Em 2009, ele fundou a Cia. dos Inquietos com o objetivo de reunir colaboradores flutuantes e apostar em dramaturgos ascendentes. Antes de Eu Não Sou Harvey – O Desafio das Cabeças Trocadas, a Cia, dos Inquietos montou Limpe Todo o Sangue Antes que Manche o Carpete, tragicomédia de Jô Bilac dirigida por Eric Lenate em 2011, e, no ano seguinte, Um Verão Familiar, drama de João Fábio Cabral novamente comandado por Lenate, que rendeu o Prêmio Shell à atriz Lavínia Pannunzio.

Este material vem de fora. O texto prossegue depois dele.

PR #285, opened 2023-01-12
Nitrogen composition

morrowcj:
This PR is meant to update the nitrogen_incorporation processes. It adds docstrings and switches the class to the composition pattern.

### DIFF
--- a/SC_redesign/Crop_and_Soil/crop/crop_data.py
+++ b/SC_redesign/Crop_and_Soil/crop/crop_data.py
@@ -1,5 +1,5 @@
 from dataclasses import dataclass
-from typing import Optional
+from typing import Optional, List
 
 
 @dataclass
@@ -142,6 +142,7 @@ class CropData:
     root_depth: float = 1  # arbitrary
     """current depth of the plant roots in the soil (mm)"""
     # empty declarations
+    _nitrogen_shapes: Optional[List[float]] = None
     previous_nitrogen: Optional[float] = None
     shapes_nitrogen_uptake: Optional[float] = None
     optimal_nitrogen_fraction: Optional[float] = None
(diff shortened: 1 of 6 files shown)


SC_redesign/Crop_and_Soil/crop/crop_data.py
```diff
@@ -142,23 +149,37 @@ class CropData:
...
-    inaccessible_soil_layers: Optional[float] = None
+    """potential nitrogen to be taken up by the plant under ideal circumstances for the current day (kg/ha)"""
+    total_soil_layers: Optional[int] = None
+    """total number of layers in the soil profile (unitless)"""
+    accessible_soil_layers: Optional[int] = None
+    """number of layers in the soil profile that the plant roots have access to (unitless)"""
+    inaccessible_soil_layers: Optional[int] = None
+    """number of layers in the soil profile that the plant roots do not have access to (unitless)"""
     layer_nitrogen_potentials: Optional[float] = None
+    """potential nitrogen uptake from each soil layer (unitless)"""
```
ew3361zh: I guess I don't understand why these (`layer_nitrogen_potentials` and `unmet_nitrogen_demands`) are unitless. Is the former a measure of number of potential layers? The name to me reads like it is looking at a quantity of nitrogen at a particular layer. The latter as well seems like a measure of nitrogen which would seem like it would need a unit.

ew3361zh (approved):
Looks consistent with the other refactoring using the composite design but again, maybe good to have Loi look at it since he has more familiarity with the pattern. Testing worked as expected. Nice work.

SC_redesign/Crop_and_Soil/crop/crop_data.py
morrowcj: Oh, you know what. They should not be unitless. Good catch.

ltp23 (commented):
Everything looks really good here!

PR #286, opened 2023-01-12
Init sphinx

PooyaHekmati:
Compiled HTML pages from the current docstrings.

There were some errors, their list is in: https://pastebin.com/LqdgWw1K (password: kyfXLtutf4)


JoeWaddell:
So I'm seeing that it's not generating html for modules in my area, which is "deep" inside nested folders in the routines portion of the codebase. It goes as far as RUFAS.routines.animal, and the .pys in that dir, but it's not generating html for anything inside the folders RUFAS.routines.animal.life_cycle, RUFAS.routines.animal.manure, or RUFAS.routines.animal.ration

Is that defined by a "tree depth" type variable in initialization, or is it something we'll have to manually write in a .rst (or other type) file?

ew3361zh:
Is one of the goals for this PR to address the docstring errors?

PooyaHekmati:
> Is one of the goals for this PR to address the docstring errors?

No Niko, this is just to compile HTML from docstrings.

PooyaHekmati:
> So I'm seeing that it's not generating html for modules in my area, which is "deep" inside nested folders in the routines portion of the codebase. It goes as far as RUFAS.routines.animal, and the .pys in that dir, but it's not generating html for anything inside the folders RUFAS.routines.animal.life_cycle, RUFAS.routines.animal.manure, or RUFAS.routines.animal.ration
> 
> Is that defined by a "tree depth" type variable in initialization, or is it something we'll have to manually write in a .rst (or other type) file?

I think that's due to depth, we can change it later on. This pr is just to set the ball rolling.

JoeWaddell:
The other question is how to handle the CodeFactor errors. Since they're mostly Complex Code/Method complaints, with some empty files, is there a way to temporarily ignore those across the board? For example, if we are able to simply ignore errors that stem from the docs folder. 

Because otherwise, it looks good to me as a start! Nice work

PooyaHekmati:
> The other question is how to handle the CodeFactor errors. Since they're mostly Complex Code/Method complaints, with some empty files, is there a way to temporarily ignore those across the board? For example, if we are able to simply ignore errors that stem from the docs folder.
> 
> Because otherwise, it looks good to me as a start! Nice work

Yes, there used to be a way to tell code factor that it should ignore certain files. We may end up removing code factor from our pipeline altogether. Anyways, I wouldn't worry much about it right now.

ew3361zh (approved):
Very nice. HTML pages look incredible and are a testament to the great work so far by everyone on docstrings and for how wonderful Sphinx is.

JoeWaddell (approved):
Excellent! With all the comments in mind, this is looking great.

Issue #404, opened 2023-03-22
Rename attributes in `soil` module to better reflect meaning


Isgotkowitz:
In the dataclasses `soil_data.py` and `layer_data.py` there are some attributes with names that are not correct. They should be updated according to the following guide:

density/concentration/ratio: an amount per another amount
content: an amount on its own

morrowcj:
We should probably have a whole-team discussion about such things when the time comes to address this and similar issues.

PR #473, opened 2023-04-26
Add nitrogen pools to `LayerData` and initialize them

### LINKED ISSUE #370: Move validation/error raising from `layer_thickness` to `post_init` in `LayerData`
# Problem
The validity of the boundaries of a soil layer are checked in the `@property` method `layer_thickness` in `LayerData`. This is a bad way of checking for errors because it complicates an `@property` method and does not do it immediately after the `LayerData` object is initialized.
# Solution
Move the checking into the `post_init` method of `LayerData`.

Isgotkowitz:
# Summary
This PR add the nitrogen pools in each layer of the soil profile and initializes them as defined by SWAT.

Note: the substantive changes in this PR have not been tested, this is because it is important to get these changes into the codebase ASAP so that I (Ed) and Matthew can start working on different nitrogen cycling submodules while using the same nitrogen pools. Testing should and will be done, and should not interfere with the ongoing work in the nitrogen cycling module (because the testing will mostly be concerned with `SoilData` and `LayerData` being init'ed correctly)

# Main Changes
- `layer_data.py`:
  - the `residue` attribute has been introduced as a temporary variable for initialization (similar to `field_size`)
  - `nitrate` has been replaced with `nitrate_content`, and 4 other nitrogen pools have been added to the code.
  - `__post_init__()` now validates the top and bottom depths of the layer, and the validation of `field_size` has been moved upward but its mechanics have not changed.
  - Nitrogen pools are initialized in `_initialize_nitrogen_pools()`, which is called by `__post_init__()`
  - `determine_soil_phosphorus_area_density()` has been renamed and refactored so it works with any nutrient passed to it.
- `soil_data.py`:
  - There is a temporary `residue` attribute to make these changes work, can be removed after #472 is closed
  - The default soil profile does not set nitrate levels.
  - `_subdivide_top_layer()` now passes residue amounts when `LayerData.__post_init__()` is called.
  - The nitrate attribute name has been updated for `profile_nitrates_total()`

# Other Changes
- fixed a small type I made in `decomposition.py` docstring
- due to the changes in attribute and method names, the following test files are trivial changes that make the nitrate levels properly initialize or remove them entirely
  - `test_phosphorus_mineralization.py`
  - `test_soluble_phosphorus.py`
  - `test_evapotranspiration.py`
  - `test_infiltration.py`
  - `test_soil_config_factory.py`

### DIFF
--- a/SC_redesign/Crop_and_Soil/soil/layer_data.py
+++ b/SC_redesign/Crop_and_Soil/soil/layer_data.py
@@ -268,7 +268,6 @@ class LayerData:
         References
         ----------
         SWAT Theoretical documentation eqn. 3:2.1.1, 2 and last paragraph on page 208 (for phosphorus initialization)
-                                       eqn. 3:1.1.1 - 5 and paragraph beneath eqn. 3:1.1.4
 
         """
         if self.top_depth < 0 or self.bottom_depth <= 0 or self.top_depth >= self.bottom_depth:
--- a/SC_redesign/Crop_and_Soil/soil/layer_data.py
+++ b/SC_redesign/Crop_and_Soil/soil/layer_data.py
@@ -1,6 +1,6 @@
 from dataclasses import dataclass, field, InitVar
 from typing import Optional
-from math import log
+from math import log, exp
 
 from SC_redesign.Crop_and_Soil.crop_and_soil_constants import MEGAGRAMS_TO_KILOGRAMS, HECTARES_TO_SQUARE_MILLIMETERS, \
     CUBIC_MILLIMETERS_TO_CUBIC_METERS, KILOGRAMS_TO_MILLIGRAMS, MILLIGRAMS_TO_KILOGRAMS
@@ -15,6 +15,10 @@ to represent its soil
 class LayerData:
     field_size: InitVar[float] = None
     """Size of the field (ha)
+        Note: this attribute is only used for initialization. After that it cannot be used.
+    """
+    residue: InitVar[float] = 0
+    """Amount of residue on the soil surface when this soil layer is initialized (kg / ha)
         Note: this attribute is only used for initialization. After that it cannot be used.
     """
     top_depth: Optional[float] = None
@@ -229,13 +233,28 @@ class LayerData:
     soil_structural_carbon_amount: Optional[float] = None
     """amount of soil structural carbon decomposed into slow or active carbon (kg/ha)"""
 
-    def __post_init__(self, field_size: float):
+    # ---- Nitrogen
+    nitrate_content: float = field(init=False)
+    """Nitrate (NO3) content of this soil layer (kg / ha)"""
+    ammonium_content: float = 0
+    """Ammonium (NH4+) content of this soil layer (kg / ha)"""
+    active_organic_nitrogen_content: float = field(init=False)
+    """Active organic nitrogen content of this soil layer (kg / ha)"""
+    stable_organic_nitrogen_content: float = field(init=False)
+    """Stable organic nitrogen content of this soil layer (kg / ha)"""
+    fresh_organic_nitrogen_content: float = field(init=False)
+    """Fresh organic nitrogen content of this soil layer (kg / ha)
+        Note: all layers except the top layer are initialized with 0 fresh organic nitrogen."""
+
+    def __post_init__(self, field_size: float, residue: float):
         """Initialize all attributes in the dataclass that depend on other attributes
 
         Parameters
         ----------
         field_size: float
             Size of the field (ha)
+        residue: float
+            Amount of residue on the soil surface when this soil layer is initialized (kg / ha)
 
         Raises
         ------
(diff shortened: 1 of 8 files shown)


SC_redesign/Crop_and_Soil/soil/soil_data.py
```diff
@@ -192,6 +192,9 @@ class SoilData:
     total_residue = 0
     """"amount of total residue ever added to the field(kg/ha)"""
 
+    residue: float = 0
+    """TEMPORARY: the amount of residue currently on the soil surface (kg / ha)"""
+
```
morrowcj: I added an attribute called `plant_surface_residue` in PR #472. I think that variable should be used in place of this one.

morrowcj (approved):
Looks good to me - a small comment about residue.

SC_redesign/Crop_and_Soil/soil/soil_data.py
Isgotkowitz: I agree. I think it is likely that PR gets merged first, so I plan on merging SC_redesign into this one, deleting the above `residue` and replacing it with `plant_surface_residue`

SC_redesign/Crop_and_Soil/soil/layer_data.py
```diff
@@ -229,6 +231,21 @@ class LayerData:
...
+    """Concentration of nitrates in this soil layer at beginning of the simulation (mg / kg soil)"""
+    nitrate_content: Optional[float] = None
+    """Nitrate (NO3) content of this soil layer (kg / ha)"""
+    ammonium_content: float = 0
+    """Ammonium (NH4+) content of this soil layer (kg / ha)"""
+    active_organic_nitrogen_content: float = field(init=False)
+    """Active organic nitrogen content of this soil layer (kg / ha)"""
+    stable_organic_nitrogen_content: float = field(init=False)
+    """Stable organic nitrogen content of this soil layer (kg / ha)"""
+    fresh_organic_nitrogen_content: float = 0
```
matthew7838, line 245: I used the word amount instead of content in other similar attributes in the carbon cycle module, we might have to unifiy this sometime in the future. I do think your naming is better than mine.

SC_redesign/Crop_and_Soil/soil/layer_data.py
```diff
@@ -409,14 +484,14 @@ def determine_soil_phosphorus_concentration(labile_phosphorus: float, bulk_densi
...
+    def determine_soil_nutrient_area_density(nutrient_concentration: float, bulk_density: float,
+                                             layer_thickness: float, field_size: float) -> float:
+        """Converts a concentration of nutrients in the soil from (mg / kg soil) to (kg / ha)
 
         Parameters
         ----------
-        labile_phosphorus : float
-            Labile phosphorus content of this soil layer (mg phosphorous / kg soil)
+        nutrient_concentration : float
+            Nutrient concentration of this soil layer (mg / kg soil)
```
matthew7838, line 494: since the description already mentioned in the soil, maybe we can skip the soil in the unit?
```suggestion
            Nutrient concentration of this soil layer (mg / kg)
```

SC_redesign/Crop_and_Soil/soil/layer_data.py
```diff
@@ -409,14 +484,14 @@ def determine_soil_phosphorus_concentration(labile_phosphorus: float, bulk_densi
...
-                                               layer_thickness: float, field_size: float) -> float:
-        """Converts a concentration of soil from (mg / kg soil) to (kg / ha)
+    def determine_soil_nutrient_area_density(nutrient_concentration: float, bulk_density: float,
+                                             layer_thickness: float, field_size: float) -> float:
+        """Converts a concentration of nutrients in the soil from (mg / kg soil) to (kg / ha)
 
         Parameters
         ----------
-        labile_phosphorus : float
-            Labile phosphorus content of this soil layer (mg phosphorous / kg soil)
```
matthew7838, line 419: Same as below.

matthew7838 (approved):
LGTM, one thing about the naming that I think I should bring it up for discussion, another is just the unit labeling simplification. Good PR.

SC_redesign/Crop_and_Soil/soil/layer_data.py
morrowcj: We were just talking about something similar: #475

Isgotkowitz: I think both 'amount' and 'content' are good and definitely clear enough, though I agree it would be good to unify them at some point. Also I think renaming these attributes to be consistent would fall under the scope of #404

SC_redesign/Crop_and_Soil/soil/layer_data.py
Isgotkowitz: You raise a good point, this was a little redundant. I did sort of the opposite though, I removed the specifics from the sentence description and kept the specific units in the parameter descriptions.

PR #476, opened 2023-04-27
Add animal nutrient requirement data by Pen to OM

ew3361zh:
This PR adds 2 main groups of data to the Output Manager:
- average animal nutrient requirement data by pen for all animal types except Calves
- milk data for cows


RUFAS/routines/animal/life_cycle/cow.py
```diff
@@ -316,6 +319,23 @@ def milking_update(self, sim_day, calving_interval):
 
         self.body_weight += self.daily_growth
 
+        info_map = {"class": self.__class__.__name__,
+                    "function": self.milking_update.__name__,
+                    "simulation_day": sim_day,
+                    "calving_interval": calving_interval,
```
KFosterReed: I am not sure if calving interval is really needed here? I think the number of calves (self.calves)  would be better to include here

KFosterReed: @YijingGong what do you think?

KFosterReed: Actually, after looking at this, I don't think either the calving interval or parity should go in the info map. Perhaps we could add parity to the values if desired. I pushed a commit that removes the calving interval (and adjusts one other info map in the pen)

YijingGong: I agree. To my understanding, info_map is to keep metadata, not the actual variable data (which is in the variables.json). 

To me, it looks like the milking-related data has been added to variables.json by this part: 
milk_data_update = {}
        milk_data_update["days_in_milk"] = self.days_in_milk
        milk_data_update["estimated_daily_milk_produced"] = self.estimated_daily_milk_produced
        milk_data_update["milk_protein"] = self.mPrt
        milk_data_update["milk_fat"] = self.fat_percent
        milk_data_update["milk_lactose"] = self.lactose_milk
        milk_data_update["lactating"] = self.milking
        milk_data_update["cow_id"] = self.id
        om.add_variable("milk_data_at_milk_update", milk_data_update, info_map)


Maybe I am wrong or missing some context information. Let me know.

KFosterReed: That seems right to me. @ew3361zh , could we add the parity to the milk_data_update?

input/animal_management.json
tomhuhh, line 1: Thanks Niko! I would change the end date back to "2010:264". Thanks!

ew3361zh: It looks like this change came from Kristan. I think maybe I had accidentally changed the end date to be 1 year out when the standard animal_management.json simulation should just be 20 days so I think we should probably leave this change in.

tomhuhh (approved):
Thanks Niko! This looks good to me!

KFosterReed (approved):
Looks good to me too!

PR #477, opened 2023-04-27
Refactor and test `humus_mineralization.py`

### LINKED ISSUE #474: refactor and test humus_mineralization.py (soil/nitrogen_cycling) into SC_redesign directory

Isgotkowitz:
# Summary
This PR refactors `humus_mineralization.py`, which handles the mineralization of active and stable organic phosphorus, both between the two and from active to nitrate, within each layer of the soil profile.

Note: in the old `humus_mineralization.py` file, the mineralization of active organic nitrogen to the nitrate pool was not conducted (it was in `mineralization_decomp.py`). I chose to implement it here because it more closely follows the SWAT sections. I (Ed) am tasked with refactoring `mineralization_decomp.py` so I will make sure to not repeat the process there.

# Main Changes
- `humus_mineralization.py`
  - Contains the `HumusMineralization` class, which contains one main update routine (`mineralize_organic_phosphorus()`) and two static helper methods (`_determine_intra_organic_mineralization()` and `_determine_organic_to_nitrate_mineralization()`)
  - All methods are tested in `test_humus_mineralization.py`
- `__init__.py`'s have been added inside the new directories `nitrogen_cycling/` and `test_nitrogen_cycling/` to make them proper modules.
- `crop_and_soil_constants.py` has had `FRACTION_OF_HUMIC_NITROGEN_IN_ACTIVE_POOL` added. It is used in both `HumusMineralization` and the `post_init` in `LayerData` so this seemed like a logical place to put it, although it may be better to have it as an attribute in either `LayerData` or `SoilData` so that the user may modify it.
- `layer_data.py`
  - The `humus_mineralization_rate_factor` attribute has been added, as well as a reference to its description in the SWAT docs. Its default is the same as in SWAT (0.0003).
  - `active_humic_nitrogen_fraction` has been replaced with `FRACTION_OF_HUMIC_NITROGEN_IN_ACTIVE_POOL` in `post_init`
  - The `@property` methods `nutrient_cycling_temp_factor` and `nutrient_cycling_water_factor` have been added and tested. @matthew7838 do you think this is a good place/way to implement them for use by multiple different modules?


morrowcj (approved):
Looks good, I didn't notice any issue.

SC_redesign/Crop_and_Soil/soil/nitrogen_cycling/humus_mineralization.py
```diff
@@ -0,0 +1,117 @@
...
+        ----------
+        soil_data : SoilData, optional
+            The SoilData object used by this module to track phosphorus cycling, creates new one if one is not provided.
+        field_size : float, optional
+            Size of the field (ha)
+
+        Notes
+        -----
+        Used to initialize a SoilData object for this module to work with, if a pre-configured SoilData object is not
+        provided (ha)
```
matthew7838:
```suggestion
        provided
```

SC_redesign/Crop_and_Soil/soil/layer_data.py
```diff
@@ -511,6 +514,39 @@ def determine_soil_nutrient_area_density(nutrient_concentration: float, bulk_den
         total_nutrient_mass_in_kg = nutrient_concentration * soil_mass_in_kg * MILLIGRAMS_TO_KILOGRAMS
         return total_nutrient_mass_in_kg / field_size
 
+    # TODO: coordinate with Matthew to find best place for this so that it can be accessed by multiple modules
+    @property
+    def nutrient_cycling_temp_factor(self) -> float:
+        """The nutrient cycling temperature factor (unitless)
+
+        References
```
matthew7838, line 522: missing return doc string

SC_redesign/Crop_and_Soil/soil/layer_data.py
```diff
@@ -511,6 +514,39 @@ def determine_soil_nutrient_area_density(nutrient_concentration: float, bulk_den
...
+        second_term = self.temperature / (self.temperature + exp(9.93 - 0.312 * self.temperature))
+        factor = 0.9 * second_term + 0.1
+        return max(0.1, factor)
+
+    @property
+    def nutrient_cycling_water_factor(self) -> float:
+        """The nutrient cycling water factor (unitless)
+
+        References
+        ----------
```
matthew7838, line 540: same as above

matthew7838 (approved):
Nice clean PR. Just some typos and missing docstrings.

SC_redesign/Crop_and_Soil/soil/layer_data.py
Isgotkowitz: I think that it is ok to skip the return section for `@property` methods, because they aren't exactly full methods. Plus we don't have any returns sections for any of the other `@property` methods. @morrowcj what do you think?

Isgotkowitz: Also Matthew will these `@property` methods be reasonably easy to work into the refactor you're doing right now? One alternative would be to make them `@staticmethods`

morrowcj: I agree. Document a `@property` it as though it is an attribute.

PR #479, opened 2023-04-28
Refactor and test `mineralization_decomp.py`

### LINKED ISSUE #478: refactor and test mineralization_decomp.py (soil/nitrogen_cycling) into SC_redesign directory

Isgotkowitz:
# Summary
This PR refactors and tests `mineralization_decomp.py`, which handles the decomposition and transfer of fresh nitrogen into the nitrate and active inorganic nitrogen soil pools.

# Main Changes
-  `mineralization_decomp.py`:
   - This module contains one non-static method, `mineralize_and_decompose_nitrogen()`, and 4 `@staticmethod`s that serve as helpers.
   - All methods are tested in `test_mineralization_decomp.py`
- `layer_data.py`:
  -  `fresh_organic_phosphorus_content` has been to make `mineralization_decomp.py` work, but has not actually been implemented yet. It does have a TODO and associated issue.
  - `residue_fresh_organic_mineralization_rate` has also been added, with references to it's definition in the SWAT input files. Can be modified by user, but not the functionality to modify it by crop type (which would be pretty complicated, not sure if it would be worth implementing this issue.


SC_redesign/Crop_and_Soil/soil/nitrogen_cycling/mineralization_decomp.py
```diff
@@ -0,0 +1,202 @@
...
+        so they have been implemented in the same method, hence why this method takes in a generic nutrient.
+
+        TODO: In SWAT, this method takes the amount of residue in the soil (instead of carbon) and multiplies it by 0.58
+            to get the amount of carbon in the soil. This method should be refactored to do that when we get a tracker
+            for residue in LayerData - issue #481
+
+        """
+        nutrient_total = organic_nutrient + inorganic_nutrient
+        if nutrient_total == 0:
+            nutrient_total = 0.000_001
```
JoeWaddell: This is neat! I didn't realize until trying out this line that we can do this to break up long (potentially confusing) decimals

SC_redesign/Crop_and_Soil/soil/nitrogen_cycling/mineralization_decomp.py
```diff
@@ -0,0 +1,202 @@
...
+        The equations for determining the carbon-nitrogen ratio and carbon-phosphorus ratio are identical in structure
+        so they have been implemented in the same method, hence why this method takes in a generic nutrient.
+
+        TODO: In SWAT, this method takes the amount of residue in the soil (instead of carbon) and multiplies it by 0.58
+            to get the amount of carbon in the soil. This method should be refactored to do that when we get a tracker
+            for residue in LayerData - issue #481
+
+        """
+        nutrient_total = organic_nutrient + inorganic_nutrient
+        if nutrient_total == 0:
```
JoeWaddell: Is there ever a chance this could be negative, or even closer to 0.0 than the value below?

Also on another branch we used syntax that would be (in this case) something like: return max(nutrient_total, 0.000_001)

Also, is a minimum like this coming from the lit, or is it a "magic value" that would be worth putting in a constants file (so that when evaluating moderl performance it's easier to tinker with) - or is this close enough to 0 that it won't matter in any case?

JoeWaddell (approved):
The methods look good, the branch runs on my system, but note that the following block in the ReceptionPit class is adding vars(pen) to the info_map on a daily update, which will cause the JSON output to explode in file size! It's fixed on master, so once those changes are merged in, it'll be fixed (you can also delete that bit out of info_map directly).

```
        info_map = {"class": cls.__name__,
                    "function": cls.daily_update.__name__,
                    "manure_handler_daily_output": vars(manure_handler_daily_output),
                    _"pen": vars(pen),_
                    "bedding": vars(bedding),
                    }

```

Otherwise it looks good! Since I'm not a SME for this portion of the model I can't say much to the methods re: the science, but it looks like clean code, and the documentation looks to explain things well.  I just left a couple small comments. The tests look good, and they passed on my system. Looks like it's coming along nicely!

SC_redesign/Crop_and_Soil/soil/nitrogen_cycling/mineralization_decomp.py
Isgotkowitz: I know, I didn't know about it either until Loi told me about them, but they're a real life saver especially when writing conversion constants.

SC_redesign/Crop_and_Soil/soil/nitrogen_cycling/mineralization_decomp.py
Isgotkowitz: It should definitely never be negative, neither the organic or inorganic nutrient totals should ever be negative, that would be indicative of a major bug in the code. It is theoretically possible that the nutrient total here could be less than 0.000_001, though I am pretty sure it is very unlikely.

I like your suggestions about using `max(nutrient_total, <arbitrary lower bound>)` and placing the lower bound in a constants file instead of having it hardcoded into an `if` block.

As for the value of `0.000_001`, I got it by asking @morrowcj about what should happen in this situation, unfortunately SWAT does not specify. I will change it to be more easily modified, but I think a SME is needed to decide what value is appropriate to return here when there are no nutrients in the soil

SC_redesign/Crop_and_Soil/crop_and_soil_constants.py
```diff
@@ -38,3 +38,7 @@
 # Nitrogen
 FRACTION_OF_HUMIC_NITROGEN_IN_ACTIVE_POOL = 0.02
 """Defined in SWAT Theoretical documentation, page 186 in paragraph beneath eqn. 3:1.1.4."""
+
+MINIMUM_NUTRIENT_TOTAL = 0.000_000_001
```
ltp23: This is interesting. Wouldn't this result in a very large number when dividing by it?

ltp23 (approved):
Overall, the code looks good to me!

I know it's already too late to raise this point, but I'm wondering if there is another way to access soil layers besides indexing (`self.data.soil_layers[0]`). It seems error-prone to type an integer index every time and probably harder to refactor if you need to make many small changes later. I don't have any good suggestions yet, but since each soil layer is complex in itself, I would have a variable for each soil layer, but that may be impractical if there are many layers. At least, we have the unit tests in place, so that's great.

SC_redesign/Crop_and_Soil/crop_and_soil_constants.py
Isgotkowitz: Yes, which I believe is ok in this context. I'm going to leave this PR open for a while though so that Clay and I can take a look at the behavior of this module and make sure it logical and scientifically sound, and we'll probably add some more thorough documentation as we go to.

Isgotkowitz:
> I know it's already too late to raise this point, but I'm wondering if there is another way to access soil layers besides indexing (self.data.soil_layers[0]). It seems error-prone to type an integer index every time and probably harder to refactor if you need to make many small changes later. I don't have any good suggestions yet, but since each soil layer is complex in itself, I would have a variable for each soil layer, but that may be impractical if there are many layers.

@ltp23 I agree with all of this. Maybe it would be good to add `top_soil_layer` and `bottom_soil_layer` attributes in `SoilData` that point to `self.soil_layers[0]` and `self.soil_layers[-1]` respectively? I don't think soil profiles can really be generalized more than that, especially because different soil profiles can have different numbers of layers.

PR #480, opened 2023-04-28
DMI constraint update

JoeWaddell:
Draftiest of a draft: this will be a short PR to add the DMI constraint to heifers, but also to change the DMI constraint from one upper constraint into an upper DMI constraint and a lower DMI constraint. 

They are the DMI estimate plus or minus the `DMI_CONSTRAINT_PERCENT` value in the `animal_module_constants.py` file.

Example: if the DMI estimate is 10kg, and the `DMI_CONSTRAINT_PERCENT` is 0.2, the upper DMI constraint will be 12kg, and the lower DMI constraint will be 8kg.

I've also added a crude script that allows one to more rapidly assess what's going on in the ration reports.

### DIFF
--- a/RUFAS/routines/animal/animal_management.py
+++ b/RUFAS/routines/animal/animal_management.py
@@ -436,10 +436,10 @@ class AnimalManagement:
         """
 
         all_animals_added = animals_added + calves_born
+        
+        original_pen_populations = self.track_former_pen_population()
 
         self.remove_animals_from_herd(animals_removed)
-
-        original_pen_populations = self.track_former_pen_population()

As duas décadas de estrada também coincidem com um momento em que o artista encontrou maior projeção na mídia. Moraes, que tem no currículo as séries Condomínio Jaqueline, da Fox, e Bugados, do Gloob, pode ser visto desde o fim de 2023 em Notícias Populares, produção do Canal Brasil, e Betinho – No Fio da Navalha, do Globoplay. Nesta última série, que mostra a história de Herbert de Sousa (papel de Júlio Andrade), Moraes interpreta outra figura emblemática da luta pelos direitos humanos, o sociólogo Herbert Daniel (1946-1992). “É um personagem que nunca deve ser esquecido porque se o Brasil teve acessos aos remédios que combatem o HIV foi por causa da batalha empreendida por ele”, declara.
Satisfeito com os resultados destes trabalhos no audiovisual, Moraes promove um mea-culpa que expande para toda a sua geração de atores, aquela que se direcionou exclusivamente aos palcos e desprezou por muitos anos as possibilidades oferecidas pela televisão. “Colocaram na nossa cabeça que televisão era algo sem importância e eu nunca sequer fui atrás de fazer um teste para participar de novelas”, revela. “Estou em um momento de me expandir cada vez mais e reconheço que posso fazer um grande papel na televisão e, inclusive, levar um novo público ao teatro.”
Serviço
Eu Não Sou Harvey – O Desafio das Cabeças Trocadas.
Centro Cultural São Paulo – Sala Jardel Filho. Rua Vergueiro, 1000, Paraíso.
Quinta a sábado, 20h; domingo, 19h. Grátis. Ingressos distribuídos uma hora antes.
Até 3 de março. A partir de quinta (15).